我想用它的数据创建一个元组或每个匹配的列表(例如LB)。
d ={'LB': {'team1': 'leuven', 'length': 27.0, 'team2': 'brussel', 'speed': 120}, 'HL': {'team1': 'hasselt', 'length': 60.0, 'team2': 'leuven', 'speed': 120}, 'LA': {'team1': 'leuven', 'length': 61.0, 'team2': 'antwerpen', 'speed': 120}, 'BL': {'team': 'brussel', 'length': 30.0, 'team2': 'leuven', 'speed': 120}, 'AH': {'team1': 'antwerpen', 'length': 78.0, 'team2': 'hasselt', 'speed': 120}, 'BO': {'team1': 'brussel', 'length': 110.0, 'team2': 'oostende', 'speed': 120}, 'AL': {'team1': 'antwerpen', 'length': 63.0, 'team2': 'leuven', 'speed': 120}, 'OA': {'team1': 'oostende', 'length': 120.0, 'team2': 'antwerpen', 'speed': 120}}
I already have this:
我已经有了这个:
for match, data in d.iteritems():
匹配,d.iteritems()中的数据:
strings = []
teams1= str(data['team1'])
lengths = str(data['length'])
teams2= str(data['team2'])
speeds = str(data['speed'])
strings.append (teams1)
strings.append(lengths)
strings.append(teams2)
strings.append (speeds)
strings.append (match)
print strings
['leuven', '27.0', 'brussel', '120', 'LB']
['hasselt', '60.0', 'leuven', '120', 'HL']
['leuven', '61.0', 'antwerpen', '120', 'LA']
['brussel', '30.0', 'leuven', '120', 'BL']
['antwerpen', '78.0', 'hasselt', '120', 'AH']
['brussel', '110.0', 'oostende', '120', 'BO']
['antwerpen', '63.0', 'leuven', '120', 'AL']
['oostende', '120.0', 'antwerpen', '120', 'OA']
How can I put each list in one big tuple or list like:
如何将每个列表放在一个大元组或列表中:
(['leuven', '27.0', 'brussel', '120', 'LB'],
['hasselt', '60.0', 'leuven', '120', 'HL'],
['leuven', '61.0', 'antwerpen', '120', 'LA'],
['brussel', '30.0', 'leuven', '120', 'BL'],
['antwerpen', '78.0', 'hasselt', '120', 'AH'],
['brussel', '110.0', 'oostende', '120', 'BO'],
['antwerpen', '63.0', 'leuven', '120', 'AL'],
['oostende', '120.0', 'antwerpen', '120', 'OA'])
or
[['leuven', '27.0', 'brussel', '120', 'LB'],
['hasselt', '60.0', 'leuven', '120', 'HL'],
['leuven', '61.0', 'antwerpen', '120', 'LA'],
['brussel', '30.0', 'leuven', '120', 'BL'],
['antwerpen', '78.0', 'hasselt', '120', 'AH'],
['brussel', '110.0', 'oostende', '120', 'BO'],
['antwerpen', '63.0', 'leuven', '120', 'AL'],
['oostende', '120.0', 'antwerpen', '120', 'OA']]
3 个解决方案
#1
[[data[key] for key in 'team1 length team2 speed'.split()] + [match]

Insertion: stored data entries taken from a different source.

PR #137, opened 2017-03-23
Jsdoc demo

meshulam:
**Do not merge**

Demo of generating API docs from JSDoc annotations. This uses the `jsdoc` tool to render a default HTML template into `docs-build/`. Other tools can use the same annotations with minimal modification, but `jsdoc` is among the most widely used.

At this point, the important thing is less the actual rendered output, but to get in the habit of adding annotations, especially to functions and classes that will be user-facing.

for match, data in d.items()]
You need to fix that one team key to team1, though.
但是,您需要将一个团队密钥修复为team1。
#2
new_list = []
for match, data in d.iteritems():
new_list.append([str(data['team1']), str(data['length']), str(data['team2']), str(data['speed']), match])
print new_list
new_tuple = tuple(new_list)
print new_tuple
#3
You can use list comprehension:
您可以使用列表理解:
result = [[data['team1'],data['length'],data['team2'],data['speed'],match] for match, data in d.items()]

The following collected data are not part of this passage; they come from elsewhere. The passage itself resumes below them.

PR #143, opened 2017-04-18
Select stages

wwqrd:
Just the functional part.

Doesn't yet load the appropriate Interface component, but does affect other components that rely on this data (like form/prompt) when using compatible stage config.


src/ducks/modules/stage.js
```diff
@@ -1,13 +1,18 @@
+import { actionTypes as protocolActionTypes } from '../../ducks/modules/protocol';
+
 const NEXT_PROMPT = 'NEXT_PROMPT';
 const PREVIOUS_PROMPT = 'PREVIOUS_PROMPT';
+const NEXT_STAGE = 'NEXT_STAGE';
+const PREVIOUS_STAGE = 'PREVIOUS_STAGE';
 
 const initialState = {
   promptIndex: 0,
```
jthrilly: Not sure that we need to track the prompt index, and almost definitely don't want to do it here. If we track it, can it be put in the redux store for the interface as part of its state?

wwqrd: Yeah you're probably right. It's here because it's reset by a couple of actions, but then it only needs to be reset because it's here... Could just store it using setState on the component. That said, it doesn't hurt it being stored in the redux store, and means that the rehydrate step remembers which prompt you are on.

I'm not totally happy with the name of this module either, any thoughts? `particpantProgress`?

wwqrd: Okay, I've tracked down why this is in the state: The interface needs to know which prompt is active when creating nodes so it can append the appropriate attributes.

It's great that you brought this up though, it's made me reconsider how the current stage is propagated though nested components. They probably should get it as a prop from the interface and not direct from the state.

Still think it the module should have a better name though.

wwqrd: Okay, so based on an attempt at refactoring that, we need to track prompt states independently. I'll rename the module to `participantProgress` and add the additional state data, so you can take a look.

jthrilly: I think this would be best as something like `sessionProgress`, or `sessionManager`. This seems to approximate what was in `session.js` in the old code. 

Great catch on why it needs to be where it is. Hopefully we can come up with something graceful. Let me know when you are finalized on the naming, and we can merge.

wwqrd: How about `session` then? `sessionManager`/`sessionProgress` seem a bit tautological?

wwqrd:
Thought of a way to implement your comment RE removing prompt meta from the app state. The result seems less verbose, we should probably factor out the prompt handler for the next interface.

Overall I think it's an improvement, and I think will make the prompt component more flexible.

What this does, is that for each (match,data) in d.items(), it will add [data['team1'],data['length'],data['team2'],data['speed'],match] to the list result.
这样做,是对于d.items()中的每个(匹配,数据),它将添加[data ['team1'],data ['length'],data ['team2'],data ['speed' ],匹配]到列表结果。

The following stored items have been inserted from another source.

PR #145, opened 2017-04-24
Feature/name gen panels [wip]

wwqrd:


src/containers/Elements/NodeProvider.js
```diff
@@ -8,61 +8,58 @@ import { actionCreators as networkActions } from '../../ducks/modules/network';
...
-    this.setState({ nodes: nodes });
-  }
+    console.log('updateNode', source, node, updatedNode);
 
-  handleStop = (node, index, event, draggableData) => {
-    // const nodes = this.state.nodes;
-    // nodes[index].position = { x: draggableData.x, y: draggableData.y };
-    // this.setState({ nodes: nodes });
-    alert("you moved it, for now we're ignoring that");
+    switch(source) {
```
jamieshark: why are we using a switch statement here for only one case?

src/containers/Elements/NodeProvider.js
```diff
@@ -72,11 +69,13 @@ class NodeProvider extends Component {
...
         case 'selectable':
-          return nodes.map(this.draggableNode);
-        case 'draggable':
           return nodes.map(this.selectableNode);
+        case 'draggable':
+          return nodes.map(this.draggableNode);
         default:
-          return nodes.map(this.regularNode);
+          return nodes.map((node, index) => {
+            <Node key={ index } {...node } />
```
jamieshark: nit: missing a space here before `...node`

src/containers/Interfaces/NameGenerator.js
```diff
@@ -58,19 +40,34 @@ class NameGeneratorInterface extends Component {
     });
   }
 
-  handleFormSubmit(node, _, form) {
+  handleAddNode = (node, _, form) => {
```
jamieshark: what is the `_` argument?

wwqrd: It's to indicate an unused parameter provided by SemanticForm. How would you like to see this changed?

src/containers/Elements/NodeProvider.js
wwqrd: No need to preface with nit, it's a valid point ;-)

src/containers/Elements/NodeProvider.js
wwqrd: This is going to have two different behaviours, but I agree that this should be removed until that case actually exists.

wwqrd:
@jthrilly @jamieshark What I'd really like feedback on here is whether or not this is a sensible way to handle panels? Should NodeProvider have direct access to redux, or should it be passed from the interface? Does passing a filter down through components make sense? etc.

PR #146, opened 2017-04-24
Feature/test examples [wip]

wwqrd:


src/components/Elements/Pips.js
```diff
@@ -8,17 +8,26 @@ class Pips extends Component {
       currentIndex,
     } = this.props;
 
+    let pips = [];
+
+    for(let index = 0; index < count; index++) {
```
jamieshark: nit: missing a space here

src/components/__tests__/Elements/Modal-test.js
```diff
@@ -0,0 +1,32 @@
...
+        <Modal show={ true }>
+          <span>foo</span>
+        </Modal>
+      );
+
+      expect(component.contains(<span>foo</span>)).toBe(true);
+    });
+
+  });
+});
```
jamieshark: Perhaps also adding a test for `simulate('click')` and making sure that changes the show/hide?

src/components/Elements/Pips.js
wwqrd: Shall we add this to the lint settings? Wondering if we should extend from stricter preset too like airbnb?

Replace d.items() with d.iteritems() if you are using Python 2, but I recommend switching to Python 3.
如果您使用的是Python 2,请将d.items()替换为d.iteitems(),但我建议您切换到Python 3。
#1
[[data[key] for key in 'team1 length team2 speed'.split()] + [match]
for match, data in d.items()]
You need to fix that one team key to team1, though.
但是,您需要将一个团队密钥修复为team1。
#2
new_list = []
for match, data in d.iteritems():
new_list.append([str(data['team1']), str(data['length']), str(data['team2']), str(data['speed']), match])
print new_list
new_tuple = tuple(new_list)
print new_tuple
#3
You can use list comprehension:
您可以使用列表理解:
result = [[data['team1'],data['length'],data['team2'],data['speed'],match] for match, data in d.items()]
What this does, is that for each (match,data) in d.items(), it will add [data['team1'],data['length'],data['team2'],data['speed'],match] to the list result.
这样做,是对于d.items()中的每个(匹配,数据),它将添加[data ['team1'],data ['length'],data ['team2'],data ['speed' ],匹配]到列表结果。
Replace d.items() with d.iteritems() if you are using Python 2, but I recommend switching to Python 3.
如果您使用的是Python 2,请将d.items()替换为d.iteitems(),但我建议您切换到Python 3。